──────── SUPPLIED DATA

PR #9940, opened 2024-02-14
Server: Adding ARM64 support for both ARM servers and macOS

peterwilli:
This allows to build on arm64 + amd64, I use (and tested) this image to run on my Odroid ARM server.

Test image is at: https://hub.docker.com/repository/docker/peterwilli/joplin-server/general (has both arm64 and amd64)

How to build an universal image: `docker buildx build -f Dockerfile.server --tag=peterwilli/joplin-server --platform=linux/arm64,linux/amd64 --push`

Ofcourse, replace `peterwilli/joplin-server` with your own tag.

### DIFF
--- a/Dockerfile.server
+++ b/Dockerfile.server
@@ -44,6 +44,7 @@ COPY packages/server ./packages/server
 # Note that `yarn install` ignores `NODE_ENV=production` and will install dev
 # dependencies too, but this is fine because we need them to build the app.
 
+RUN apt-get update && apt-get install -y build-essential libcairo2-dev libpango1.0-dev libjpeg-dev libgif-dev librsvg2-dev
 RUN BUILD_SEQUENCIAL=1 yarn install --inline-builds \
     && yarn cache clean \
     && rm -rf .yarn/berry


peterwilli:

laurent22:
Thanks but could you explain the commit? I don't understand how adding packages related to jpg, gif or svg has something to do with supporting an arm64 version?

peterwilli:
> Thanks but could you explain the commit? I don't understand how adding packages related to jpg, gif or svg has something to do with supporting an arm64 version?

For some reason, when not adding these, I get an error, I think it has to do with the canvas npm package. Let me rebuild without them so I can replicate it for you.

The docker build was done at commit `d4b32d3a91008adbbde3cf26d293d8304742d07e`: [docker_build_error.log](https://github.com/laurent22/joplin/files/14293520/docker_build_error.log)

ifurther:
@laurent22 It will build `canvas` because it could not provide the arm version.

laurent22:
Thanks for clarifying, that makes sense.

> How to build an universal image: `docker buildx build -f Dockerfile.server --tag=peterwilli/joplin-server --platform=linux/arm64,linux/amd64 --push`

So does it mean if I change the command here, it will automatically create a universal image?

https://github.com/laurent22/joplin/blob/4b520222edeb8fe3629bae2e22c3754318f81b66/packages/tools/buildServerDocker.ts#L60

Or is there something more I would need to change?

peterwilli:
> Or is there something more I would need to change?

You need Docker buildx command and if on X86, you need binfmt and the Qemu emulator: https://www.docker.com/blog/getting-started-with-docker-for-arm-on-linux/

I haven't checked your code if there's CI or anything, but if there is I'm likely able to add the right dependencies!

laurent22:
If you could advise on what dependencies might be needed that would be great. We indeed build the Docker image on CI from an `ubuntu-20.04` machine.

We then install these dependencies:

https://github.com/laurent22/joplin/blob/7f50cb97873ce100119778f78b98196e4a71f0bc/.github/workflows/github-actions-main.yml#L50

And then run the above mentioned command:

https://github.com/laurent22/joplin/blob/4b520222edeb8fe3629bae2e22c3754318f81b66/packages/tools/buildServerDocker.ts#L60

Can you see something in there that would need to be changed?

peterwilli:
> Can you see something in there that would need to be changed?

I believe I do. Is there a way to verify this locally before I adjust my PR?

[Edit: typo]

laurent22:
> I believe I do. Is there a way to verify this locally before I adjust my PR?

Verifying this locally is hard, but you can add them to the PR and then it'll directly run on CI so we can check if all's good

peterwilli:
I can try using act to run the actions locally (https://github.com/nektos/act), which always supported me well, I rather send it in correctly in 1 go 😆

ifurther:
@peterwilli docker publish the `docker/setup-buildx-action@v3` action, it will support action use buildx. I suggest install package to one line.

@laurent22 Docker v23.0  use buildkit(buildx) to build container, `dockerCommand` should add `--platform=` for build different arch container.

laurent22:
> I can try using act to run the actions locally (https://github.com/nektos/act), which always supported me well, I rather send it in correctly in 1 go 😆

That sounds complex and it's definitely fine to use the PR CI for this purpose (I do it all the time!)

laurent22:
I'm closing this for now as I'm trying to clear the PR backlog. I would be very keen to add support for ARM64 to the official Docker image though, so please let me know if you would like to continue looking into this and I'll reopen.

────────────────

TASK INSTRUCTIONS
Retype every entry exactly.

COMPLETED TASK
PR #9940, opened 2024-02-14
Server: Adding ARM64 support for both ARM servers and macOS

peterwilli:
This allows to build on arm64 + amd64, I use (and tested) this image to run on my Odroid ARM server.

Test image is at: https://hub.docker.com/repository/docker/peterwilli/joplin-server/general (has both arm64 and amd64)

How to build an universal image: `docker buildx build -f Dockerfile.server --tag=peterwilli/joplin-server --platform=linux/arm64,linux/amd64 --push`

Ofcourse, replace `peterwilli/joplin-server` with your own tag.

### DIFF
--- a/Dockerfile.server
+++ b/Dockerfile.server
@@ -44,6 +44,7 @@ COPY packages/server ./packages/server
 # Note that `yarn install` ignores `NODE_ENV=production` and will install dev
 # dependencies too, but this is fine because we need them to build the app.
 
+RUN apt-get update && apt-get install -y build-essential libcairo2-dev libpango1.0-dev libjpeg-dev libgif-dev librsvg2-dev
 RUN BUILD_SEQUENCIAL=1 yarn install --inline-builds \
     && yarn cache clean \
     && rm -rf .yarn/berry


peterwilli:

laurent22:
Thanks but could you explain the commit? I don't understand how adding packages related to jpg, gif or svg has something to do with supporting an arm64 version?

peterwilli:
> Thanks but could you explain the commit? I don't understand how adding packages related to jpg, gif or svg has something to do with supporting an arm64 version?

For some reason, when not adding these, I get an error, I think it has to do with the canvas npm package. Let me rebuild without them so I can replicate it for you.

The docker build was done at commit `d4b32d3a91008adbbde3cf26d293d8304742d07e`: [docker_build_error.log](https://github.com/laurent22/joplin/files/14293520/docker_build_error.log)

ifurther:
@laurent22 It will build `canvas` because it could not provide the arm version.

laurent22:
Thanks for clarifying, that makes sense.

> How to build an universal image: `docker buildx build -f Dockerfile.server --tag=peterwilli/joplin-server --platform=linux/arm64,linux/amd64 --push`

So does it mean if I change the command here, it will automatically create a universal image?

https://github.com/laurent22/joplin/blob/4b520222edeb8fe3629bae2e22c3754318f81b66/packages/tools/buildServerDocker.ts#L60

Or is there something more I would need to change?

peterwilli:
> Or is there something more I would need to change?

You need Docker buildx command and if on X86, you need binfmt and the Qemu emulator: https://www.docker.com/blog/getting-started-with-docker-for-arm-on-linux/

I haven't checked your code if there's CI or anything, but if there is I'm likely able to add the right dependencies!

laurent22:
If you could advise on what dependencies might be needed that would be great. We indeed build the Docker image on CI from an `ubuntu-20.04` machine.

We then install these dependencies:

https://github.com/laurent22/joplin/blob/7f50cb97873ce100119778f78b98196e4a71f0bc/.github/workflows/github-actions-main.yml#L50

And then run the above mentioned command:

https://github.com/laurent22/joplin/blob/4b520222edeb8fe3629bae2e22c3754318f81b66/packages/tools/buildServerDocker.ts#L60

Can you see something in there that would need to be changed?

peterwilli:
> Can you see something in there that would need to be changed?

I believe I do. Is there a way to verify this locally before I adjust my PR?

[Edit: typo]

laurent22:
> I believe I do. Is there a way to verify this locally before I adjust my PR?

Verifying this locally is hard, but you can add them to the PR and then it'll directly run on CI so we can check if all's good

peterwilli:
I can try using act to run the actions locally (https://github.com/nektos/act), which always supported me well, I rather send it in correctly in 1 go 😆

ifurther:
@peterwilli docker publish the `docker/setup-buildx-action@v3` action, it will support action use buildx. I suggest install package to one line.

@laurent22 Docker v23.0  use buildkit(buildx) to build container, `dockerCommand` should add `--platform=` for build different arch container.

laurent22:
> I can try using act to run the actions locally (https://github.com/nektos/act), which always supported me well, I rather send it in correctly in 1 go 😆

That sounds complex and it's definitely fine to use the PR CI for this purpose (I do it all the time!)

laurent22:
I'm closing this for now as I'm trying to clear the PR backlog. I would be very keen to add support for ARM64 to the official Docker image though, so please let me know if you would like to continue looking into this and I'll reopen.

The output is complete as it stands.